┌────────
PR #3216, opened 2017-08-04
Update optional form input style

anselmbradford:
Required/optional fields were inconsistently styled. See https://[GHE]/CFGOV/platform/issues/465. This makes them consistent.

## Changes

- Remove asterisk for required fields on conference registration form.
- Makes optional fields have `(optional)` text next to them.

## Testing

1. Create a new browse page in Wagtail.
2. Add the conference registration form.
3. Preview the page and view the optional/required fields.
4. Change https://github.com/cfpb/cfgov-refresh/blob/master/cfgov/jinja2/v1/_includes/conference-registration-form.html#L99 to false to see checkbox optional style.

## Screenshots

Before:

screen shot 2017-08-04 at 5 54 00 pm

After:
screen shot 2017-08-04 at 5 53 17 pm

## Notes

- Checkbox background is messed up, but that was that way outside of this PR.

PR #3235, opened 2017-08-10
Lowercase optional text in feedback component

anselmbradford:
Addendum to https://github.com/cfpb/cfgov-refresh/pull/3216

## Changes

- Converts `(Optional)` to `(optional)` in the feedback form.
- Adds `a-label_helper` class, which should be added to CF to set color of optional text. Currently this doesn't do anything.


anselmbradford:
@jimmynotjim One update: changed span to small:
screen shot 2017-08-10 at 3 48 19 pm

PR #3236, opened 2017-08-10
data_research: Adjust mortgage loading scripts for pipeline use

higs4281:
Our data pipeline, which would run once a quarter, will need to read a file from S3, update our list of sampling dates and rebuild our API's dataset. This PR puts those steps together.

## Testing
└────────
┌────────
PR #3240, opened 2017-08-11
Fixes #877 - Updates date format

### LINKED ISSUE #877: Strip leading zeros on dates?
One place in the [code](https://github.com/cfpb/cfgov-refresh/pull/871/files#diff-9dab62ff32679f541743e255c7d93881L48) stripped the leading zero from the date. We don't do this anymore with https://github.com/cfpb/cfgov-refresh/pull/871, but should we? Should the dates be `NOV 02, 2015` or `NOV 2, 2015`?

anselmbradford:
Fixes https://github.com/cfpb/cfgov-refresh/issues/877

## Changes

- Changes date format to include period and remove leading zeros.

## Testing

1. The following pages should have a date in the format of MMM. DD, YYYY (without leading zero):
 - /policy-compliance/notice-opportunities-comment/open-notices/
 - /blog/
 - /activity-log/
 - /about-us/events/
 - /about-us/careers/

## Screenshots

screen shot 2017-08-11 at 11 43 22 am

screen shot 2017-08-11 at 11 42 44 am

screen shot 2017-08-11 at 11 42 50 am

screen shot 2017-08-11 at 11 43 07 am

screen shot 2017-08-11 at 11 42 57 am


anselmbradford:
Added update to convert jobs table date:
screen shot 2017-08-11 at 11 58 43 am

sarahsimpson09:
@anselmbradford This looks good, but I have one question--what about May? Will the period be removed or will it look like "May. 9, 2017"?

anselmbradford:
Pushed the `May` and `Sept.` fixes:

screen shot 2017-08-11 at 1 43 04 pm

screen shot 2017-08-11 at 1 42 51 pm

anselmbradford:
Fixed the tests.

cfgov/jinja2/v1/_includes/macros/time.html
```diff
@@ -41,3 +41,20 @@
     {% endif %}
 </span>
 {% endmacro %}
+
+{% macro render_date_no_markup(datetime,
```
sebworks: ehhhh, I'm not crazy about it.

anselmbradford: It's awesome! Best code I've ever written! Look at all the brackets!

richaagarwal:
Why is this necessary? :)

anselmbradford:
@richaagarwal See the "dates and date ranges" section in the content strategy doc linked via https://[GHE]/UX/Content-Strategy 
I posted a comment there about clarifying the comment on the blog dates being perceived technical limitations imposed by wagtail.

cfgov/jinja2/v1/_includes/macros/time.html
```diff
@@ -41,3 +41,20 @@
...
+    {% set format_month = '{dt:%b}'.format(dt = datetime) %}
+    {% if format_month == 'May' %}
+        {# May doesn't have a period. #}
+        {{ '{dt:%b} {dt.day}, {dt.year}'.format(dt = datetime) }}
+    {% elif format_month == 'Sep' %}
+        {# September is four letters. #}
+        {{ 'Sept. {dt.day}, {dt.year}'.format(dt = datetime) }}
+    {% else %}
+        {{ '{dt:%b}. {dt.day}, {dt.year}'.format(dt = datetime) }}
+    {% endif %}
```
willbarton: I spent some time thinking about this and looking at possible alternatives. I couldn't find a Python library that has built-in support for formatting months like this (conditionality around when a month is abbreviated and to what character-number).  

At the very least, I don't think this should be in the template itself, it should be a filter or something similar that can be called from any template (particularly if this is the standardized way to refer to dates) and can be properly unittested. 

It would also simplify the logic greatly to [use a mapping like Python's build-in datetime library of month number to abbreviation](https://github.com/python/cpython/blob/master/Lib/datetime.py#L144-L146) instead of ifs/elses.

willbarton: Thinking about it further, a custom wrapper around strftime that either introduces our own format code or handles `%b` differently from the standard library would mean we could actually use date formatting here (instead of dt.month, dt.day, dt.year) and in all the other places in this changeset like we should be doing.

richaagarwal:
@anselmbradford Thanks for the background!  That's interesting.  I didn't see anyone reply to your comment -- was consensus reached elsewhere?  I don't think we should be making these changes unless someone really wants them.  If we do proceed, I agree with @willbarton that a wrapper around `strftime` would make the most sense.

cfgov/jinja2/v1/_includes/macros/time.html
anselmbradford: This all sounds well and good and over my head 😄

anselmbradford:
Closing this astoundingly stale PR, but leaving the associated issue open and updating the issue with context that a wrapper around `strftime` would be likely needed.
└────────
┌────────
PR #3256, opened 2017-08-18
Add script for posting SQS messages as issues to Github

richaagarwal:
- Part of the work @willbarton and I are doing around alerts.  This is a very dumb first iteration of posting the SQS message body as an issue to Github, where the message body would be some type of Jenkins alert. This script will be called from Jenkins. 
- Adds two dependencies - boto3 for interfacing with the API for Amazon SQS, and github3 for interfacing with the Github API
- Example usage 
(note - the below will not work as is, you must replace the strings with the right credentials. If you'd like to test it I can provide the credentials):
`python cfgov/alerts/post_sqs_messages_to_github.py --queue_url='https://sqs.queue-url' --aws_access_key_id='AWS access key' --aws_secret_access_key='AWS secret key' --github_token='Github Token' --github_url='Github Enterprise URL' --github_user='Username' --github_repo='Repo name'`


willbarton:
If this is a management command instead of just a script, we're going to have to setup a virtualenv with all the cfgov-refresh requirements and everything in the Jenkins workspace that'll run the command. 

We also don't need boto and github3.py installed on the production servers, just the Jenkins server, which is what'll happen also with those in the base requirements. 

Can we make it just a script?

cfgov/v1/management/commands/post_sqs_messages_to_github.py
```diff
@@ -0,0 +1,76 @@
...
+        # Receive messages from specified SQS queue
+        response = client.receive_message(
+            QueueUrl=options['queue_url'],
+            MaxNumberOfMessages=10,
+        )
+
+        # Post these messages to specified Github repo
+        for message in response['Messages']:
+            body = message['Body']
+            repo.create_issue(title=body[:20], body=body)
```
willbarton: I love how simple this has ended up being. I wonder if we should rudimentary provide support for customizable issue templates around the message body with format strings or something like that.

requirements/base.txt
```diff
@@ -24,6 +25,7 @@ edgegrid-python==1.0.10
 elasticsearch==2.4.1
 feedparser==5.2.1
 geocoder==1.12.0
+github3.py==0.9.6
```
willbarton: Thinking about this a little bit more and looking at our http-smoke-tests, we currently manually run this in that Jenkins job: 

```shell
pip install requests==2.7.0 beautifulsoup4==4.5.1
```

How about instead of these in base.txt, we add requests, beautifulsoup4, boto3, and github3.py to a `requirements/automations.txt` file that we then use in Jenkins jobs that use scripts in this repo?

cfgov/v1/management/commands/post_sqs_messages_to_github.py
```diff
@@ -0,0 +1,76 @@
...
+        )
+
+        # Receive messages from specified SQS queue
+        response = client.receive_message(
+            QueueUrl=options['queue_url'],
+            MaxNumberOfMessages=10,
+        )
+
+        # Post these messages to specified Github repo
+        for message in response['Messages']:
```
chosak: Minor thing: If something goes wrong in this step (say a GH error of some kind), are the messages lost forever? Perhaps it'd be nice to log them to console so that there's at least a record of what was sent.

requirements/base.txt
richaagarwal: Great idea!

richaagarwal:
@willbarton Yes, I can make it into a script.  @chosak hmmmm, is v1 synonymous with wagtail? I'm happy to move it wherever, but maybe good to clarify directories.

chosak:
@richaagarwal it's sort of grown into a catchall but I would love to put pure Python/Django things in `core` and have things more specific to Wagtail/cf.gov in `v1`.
└────────
Your goal: Lines that contain the string "blog" should be copied from the material above.

Result below:
 - /blog/
I posted a comment there about clarifying the comment on the blog dates being perceived technical limitations imposed by wagtail.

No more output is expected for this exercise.